▶ **Extracted information**
PR #281, opened 2020-11-26
add Display2Format adapter

japaric:
like #267 but for Display values

### DIFF
--- a/src/lib.rs
+++ b/src/lib.rs
@@ -681,3 +681,75 @@ where
         value,
     }
 }
+
+/// An "adapter" type to feed `Display` values into defmt macros, which expect `defmt::Format` values
+///
+/// This adapter disables compression! You should prefer `defmt::Format` over `Display` whenever
+/// possible
+///
+/// This adapter works by formatting the `Display` value into a stack-allocated buffer. You need to
+/// specify how large that buffer is. If you pick a size that's too small an *incomplete* string
+/// will be transmitted.
+///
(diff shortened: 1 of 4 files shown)


src/lib.rs
```diff
@@ -681,3 +681,75 @@ where
         value,
     }
 }
+
+/// An "adapter" type to feed `Display` values into defmt macros, which expect `defmt::Format` values
```
jonas-schievink, line 685:
```suggestion
/// An "adapter" type to feed `Display` values into defmt macros, which expect `defmt::Format` values.
```

src/lib.rs
```diff
@@ -681,3 +681,75 @@ where
...
+///
+/// This adapter disables compression! You should prefer `defmt::Format` over `Display` whenever
+/// possible
```
jonas-schievink, line 688:
```suggestion
/// possible.
```

src/lib.rs
```diff
@@ -681,3 +681,75 @@ where
...
+        // tell defmt we are formatting a `str` value
+        if fmt.needs_tag() {
+            let t = impls::str_tag();
+            fmt.u8(&t);
+        }
+        fmt.str(&buf);
+    }
+}
+
+/// `Display2Format` constructor
```
jonas-schievink, line 745:
```suggestion
/// `Display2Format` constructor.
```

jonas-schievink (approved):
Nice!

Needs an addition to the Qemu test, but otherwise looks good.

▶ **Work instructions**
The answer should consist of the full listing, repeated exactly.

▶ **Response to this exercise**
PR #281, opened 2020-11-26
add Display2Format adapter

japaric:
like #267 but for Display values

### DIFF
--- a/src/lib.rs
+++ b/src/lib.rs
@@ -681,3 +681,75 @@ where
         value,
     }
 }
+
+/// An "adapter" type to feed `Display` values into defmt macros, which expect `defmt::Format` values
+///
+/// This adapter disables compression! You should prefer `defmt::Format` over `Display` whenever
+/// possible
+///
+/// This adapter works by formatting the `Display` value into a stack-allocated buffer. You need to
+/// specify how large that buffer is. If you pick a size that's too small an *incomplete* string
+/// will be transmitted.
+///
(diff shortened: 1 of 4 files shown)


src/lib.rs
```diff
@@ -681,3 +681,75 @@ where
         value,
     }
 }
+
+/// An "adapter" type to feed `Display` values into defmt macros, which expect `defmt::Format` values
```
jonas-schievink, line 685:
```suggestion
/// An "adapter" type to feed `Display` values into defmt macros, which expect `defmt::Format` values.
```

src/lib.rs
```diff
@@ -681,3 +681,75 @@ where
...
+///
+/// This adapter disables compression! You should prefer `defmt::Format` over `Display` whenever
+/// possible
```
jonas-schievink, line 688:
```suggestion
/// possible.
```

src/lib.rs
```diff
@@ -681,3 +681,75 @@ where
...
+        // tell defmt we are formatting a `str` value
+        if fmt.needs_tag() {
+            let t = impls::str_tag();
+            fmt.u8(&t);
+        }
+        fmt.str(&buf);
+    }
+}
+
+/// `Display2Format` constructor
```
jonas-schievink, line 745:
```suggestion
/// `Display2Format` constructor.
```

jonas-schievink (approved):
Nice!

Needs an addition to the Qemu test, but otherwise looks good.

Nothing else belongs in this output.